How to group sentences from text file into one structure?-CodePudding

From this text data: https://drive.google.com/file/d/1p34ChEAC9R7HnkyllnpCLCYrIevP4u8T/view?usp=sharing

I want to create a structure in this form:

{
  'tokens': ['Setelah', 'melalui', 'proses', 'telepon', 'yang', 'panjang', 'tutup', 'sudah', 'kartu', 'kredit', 'bca', 'Ribet'],
  'tag': ['O', 'B', 'B', 'I', 'O', 'O', 'B', 'O', 'B', 'I', 'I', 'B']
}
{
  'tokens': ['@HaloBCA', 'Saya', 'mencoba', 'mengakses', 'menu', 'm-BCA', 'saya', 'namun', 'saya', 'mendapat', 'respons', 'Fasilitas', 'Mobile', 'Banking', 'terblokir', 'bagimana', 'sih', 'padahal', 'saya', 'baru', 'coba', 'akses', 'lo'],
  'tag': ['B', 'O', 'O', 'B', 'B', 'I', 'O', 'O', 'O', 'B', 'I', 'O', 'O', 'O', 'O', 'O', 'O', 'O', 'O', 'O', 'O', 'O', 'O']
}

This is what I've tried to do, using dictionary:

f = open("a_testdata.txt", "r")
dicts = {}
tokens = []
tags = []

for line in f:
  if len(line.strip()) != 0:
    fields = line.split('\t')
    text = fields[0]
    tag = fields[1].strip()
    tokens.append(text)
    tags.append(tag)
    dicts['token'] = tokens
    dicts['tag'] = tags
  else:
    tokens = []
    tags = []

for key, value in dicts.items():
  print(key, value)

This only outputs the last sentences.

token ['@HaloBCA', 'Saya', 'mencoba', 'mengakses', 'menu', 'm-BCA', 'saya', 'namun', 'saya', 'mendapat', 'respons', 'Fasilitas', 'Mobile', 'Banking', 'terblokir', 'bagimana', 'sih', 'padahal', 'saya', 'baru', 'coba', 'akses', 'lo']
tag ['B', 'O', 'O', 'B', 'B', 'I', 'O', 'O', 'O', 'B', 'I', 'O', 'O', 'O', 'O', 'O', 'O', 'O', 'O', 'O', 'O', 'O', 'O']

My question is how to group those sentences (1 sentence is separated by an empty white line, see text file) into one structure, if dictionary is not possible?
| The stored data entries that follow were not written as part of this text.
PR #501, opened 2016-09-29
Support printing messages with stack traces

gagern:
I've started this as a debugging aid, since I got swamped by this error message with no clue where it came from. Now the message to the web console will contain a list of all the functions (both built-in and user-defined) called up to that point. I wouldn't want to merge this as is, but instead I'd like to start a discussion.
1. Do we want this included in the main codebase, or just merge it in when debugging something? Since others should be able to use our code, I'd say the former, even if it might have a slight performance impact.
2. Do we want to enable this by default, or only upon request (like e.g. some specific query parameter)? I see no harm in having this enabled in general.
3. Do we want to go through `csconsole`, or directly to `console.err`? The latter tends to causes these messages to appear in red, but I'm not even sure that's a benefit.
4. Do we want to add this to other messages? If so, which ones?
5. Do we want to add top-level labels for button scripts? `evokeCS`? `parse$1`? Anything else?
6. What order should stack frames be printed in? At the moment it's from outside to inside, i.e. the first line describes the event trigger and the last line is the function where the problem occurred.
7. Can anyone think of places where the synthetic top level infix operations I use for labeling might break something? I don't think CindyGL should be seeing those since it will only ever see a portion of a script, never a whole script. Anything else?

At some point I'd like to include the actual code of the function invocation for each stack frame.


kortenkamp:
> Do we want this included in the main codebase, or just merge it in when debugging something? Since others should be able to use our code, I'd say the former, even if it might have a slight performance impact.

I would prefer not to have any performance impacts. Did you try this with highly recursive code, for example? If it is possible to not include this but only on demand, this would be great.

> Do we want to enable this by default, or only upon request (like e.g. some specific query parameter)? I see no harm in having this enabled in general.

see above – I would like to have this by default, but a way to disable it in case it hits performance (don't forget that many mobile phones are still slow).

> Do we want to go through csconsole, or directly to console.err? The latter tends to causes these messages to appear in red, but I'm not even sure that's a benefit.

csconsole.

> Do we want to add top-level labels for button scripts? evokeCS? parse$1? Anything else?

yes

> What order should stack frames be printed in? At the moment it's from outside to inside, i.e. the first line describes the event trigger and the last line is the function where the problem occurred.

I am used to the other order (recent first), but have no objections against changing that.

> Can anyone think of places where the synthetic top level infix operations I use for labeling might break something? I don't think CindyGL should be seeing those since it will only ever see a portion of a script, never a whole script. Anything else?

What about `parse`and possible extensions that would like to manipulate the expression tree? But as this is hypothetical, maybe we shouldn't care.

src/js/libcs/Evaluator.js
```diff
@@ -151,3 +154,29 @@ function analyse(code) {
...
+            var res = evaluate(code);
+            callStack = [];
+            return res;
+        }
+    };
+}
+
+function printStackTrace(msg) {
+    csconsole.err(msg + "\n" + callStack.map(function(frame) {
+        return "  at " + frame.oper;
```
montaga: It would be really nice, if line numbers were also printed. But this would be a quite invasive surgery for the `analyse` function.

montaga: In particular, this could help spot a error that occurs in a list of functions that are concatenated with `;`.

gagern: Line numbers with respect to the script should be doable if we stop [discarding](https://github.com/CindyJS/CindyJS/pull/354) the [position information we have](https://github.com/CindyJS/CindyJS/blob/v0.8.3/src/js/libcs/Parser.js#L308-L314). But as you're usually looking at the HTML file as a whole, those line numbers would have to be offset by the start of the `<script>` tag. I doubt there is an easy [way to obtain that](http://stackoverflow.com/q/16298945/1468366). Perhaps it would be better to print some context around the point of invocation. But as that would require some more work, I'd leave that for a later improvement.

montaga:
Oh sorry, my formulation was not very clear. The output via `csconsole` is pretty good for this purpose.
I meant that `printStackTrace` should be used for more outputs than only non-boolean if conditions.
In the recent commit I have replaced many `console.log`, `console.err`, `csconsole.err` with `printStackTrace`.

montaga:
I cherry-picked the relevant commits in
https://github.com/CindyJS/CindyJS/pull/623

PR #514, opened 2016-10-17
Extended Möbius transformations

gagern:
This changes our framework for Möbius transformations to also contain support for anti-Möbius transformations:

```
x + i*y ↦ ((ar + i*ai)*(x - i*y) + (br + i*bi))/((cr + i*ci)*(x - i*y) + (dr + i*di))
```

Note in particular the minus in `x - i*y` here. An anti-Möbius transformation is a complex conjugation followed by a regular Möbius transformation. Therefore we can get the corresponding 3×3 matrices by negating their second column. The code does this using a function `flip` which is negation in the anti-Möbius case but identity in the regular Möbius case.

One canonical application of anti-Möbius transformations is inversion in a circle. This used to be its own type so far, but now we can employ all the machinery for Möbius transformations, thus obsoleting (and in fact removing) large portions of code from #151.

Another new addition is the inversion of Möbius transformations, which is already geared to also include anti-Möbius transformations as well. Since inversion on the level of 3×3 matrices would be problematic, this pull request introduces another data structure for Möbius transformations which maintains the 8 conceptually real components of the ℂℙ¹ transformation. (Extracting them form the 3×3 matrices is complicated by the fact that both matrices are normalized independently). The code to turn this representation into a pair of matrices is now shared between different operations.


kortenkamp:
I am a bit puzzled. I have not time to check details, but complex conjugation sounds like a non-analytic function introduce different here. Is this safe? Usually, all geometric operations have to be analytic in order to not destroy tracing. 

Please check this!

gagern:
This is a complex conjugation on the “doubly complex” representation, i.e. the form where we perform the steps we usually perform when doing complex arithmetic using real numbers, except we do these steps using complex numbers to represent the components. You can also think of this as 2×2 Hermitian matrices (with complex entries), and “conjugation” just transposes these. (without conjugating the actual components).

kortenkamp:
Ok, fine.

elkins0:
Nice. Intriguing. On first blush I notice that this exact same code fragment:
```JavaScript
List.realVector([Math.random() - 0.5, Math.random() - 0.5, Math.random() - 0.5]);
```
now appears three times in GeoOps.js. Also in `geoOps.RandomPoint` effectively the same code appears:
```JavaScript
    el.homog = List.realVector([100 * Math.random(), 100 * Math.random(), 100 * Math.random()]);
    el.homog = List.normalizeMax(el.homog);
```
Perhaps these could become `List.randomVector(3)`:
```JavaScript
List.randomVector = function(n) {
    var erg = [];
    for (var i = 0; i < n; i++) {
        erg[i] = {
            "ctype": "number",
            "value": {
                'real': Math.random() - 0.5,
                'imag': 0
            }
        };
    }
    return {
        'ctype': 'list',
        'value': erg
    };
};
```

elkins0:
@gagern: In the initial description, I see the word _frameword_ which I assume is supposed to be the word _framework_. Similarly the word _remobving_ is probably meant to be _removing_.

gagern:
@elkins0: Refactoring the creation of random objects into reusable code is part of #299. In its current draft it will introduce `List.getRandComplexVec`. As creation of randomized elements is a core feature there, while the line here only changed indentation, I'd rather track that change there.

elkins0:
In my comment to [#515](https://github.com/CindyJS/CindyJS/issues/515#issuecomment-256112303) I show a way to implement `geoOps.TrMoebiusC.updatePosition` and `geoOps.TrMoebiusL.updatePosition` entirely without the use of randomness which works without quirks as implemented.

examples/154_ReflectC.html
```diff
@@ -0,0 +1,56 @@
...
+  defaultAppearance: {
+    dimDependent: 0.7,
+    fontFamily: "sans-serif",
+    lineSize: 1,
+    pointSize: 5.0,
+    textsize: 12.0
+  },
+  angleUnit: "°",
+  geometry: [
+    {name: "A", type: "Free", pos: [4.0, 3.2, 0.8], color: [1.0, 0.0, 0.0], labeled: true},
```
elkins0: The free point `A` appears nowhere else in the construction. Perhaps it should be put to better use as the center of the circle `C0`. Also a point should be added for the center of the circle `C3` as that is all that remains when `C2's ` radius is reduced to zero. Of course I found that I had to increase  `C2's ` radius from one to two in order to be able to stretch it at all. Also it might be nice to add a bit more color to associate the objects and their reflections in the circle `C0`.

elkins0: The free point `A` appears nowhere else in the construction. Perhaps it should be put to better use as the center of the circle `C0`. Also a point should be added for the center of the circle `C3` as that is all that remains when `C2's ` radius is reduced to zero. Of course I found that I had to increase  `C2's ` radius from one to two in order to be able to stretch it at all. Also it might be nice to add a bit more color to associate the objects and their reflections in the circle `C0`.

gagern:
I'd say #515 should not be included in this PR here, but discussed separately and only merged after this one here, in order to keep possibly controversial stuff out and to keep the scope of this PR here focused. Thanks for the suggestion there, and the cross reference.

examples/154_ReflectC.html
gagern: Valid points, all of them. Will try to address them soon.

src/js/libgeo/GeoOps.js
```diff
@@ -1994,18 +1999,42 @@ geoOps.TrMoebius.updatePosition = function(el) {
...
 
+geoOps.TrInverseMoebius = {};
+geoOps.TrInverseMoebius.kind = "Mt";
+geoOps.TrInverseMoebius.signature = ["Mt"];
+geoOps.TrInverseMoebius.updatePosition = function(el) {
+    var m = csgeo.csnames[el.args[0]].moebius;
+    var neg = CSNumber.neg;
+    var flip = m.anti ? neg : General.identity;
+    el.moebius = {
+        sign: m.sign,
```
elkins0: As far as can be seen, the el.moebius object's `sign` property is not referenced elsewhere. Also el.moebius object's `anti` property is not defined. So perhaps this line should be changed from `sign: m.sign` to `anti: m.anti`.

strobelm:
Looks like this converged, is the current state ready for review?

gagern:
Yes, @strobelm, I'd say this is ready for review. In #517 I see some issues with unexplained sign flipy for the *y* coordinate of Möbius transformations, so there *might* be a bug in here somewhere. I'm currently trying to pinpoint this.

strobelm:
Code looks good, examples too. Merged. Thanks @gagern for the code and @elkins0 for the bug squashing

If I can, how can I use a DataFrame?

CodePudding user response：

You'll need an array of dictionaries, since keys can't be duplicated
Before resetting the token/tag list, you need to save it to the output and then reset dicts as well
Corner case: if dicts has data, and we don't run into a blank line at the end, the data won't be added to the list

f = open("a_testdata.txt", "r")
output = []
dicts = {}
tokens = []
tags = []

for line in f:
  if len(line.strip()) != 0:
    fields = line.split('\t')
    text = fields[0]
    tag = fields[1].strip()
    tokens.append(text)
    tags.append(tag)
  else:
    dicts['token'] = tokens
    dicts['tag'] = tags
    output.append(dicts)
    dicts = {}
    tokens = []
    tags = []

if dicts:
  output.append(dicts)

for item in output:
  for key, value in item.items():
    print(key, value)

CodePudding user response：

Dictionary can't have duplicate keys, you have to either merge all the tokens and tags together or use a list of dictionaries.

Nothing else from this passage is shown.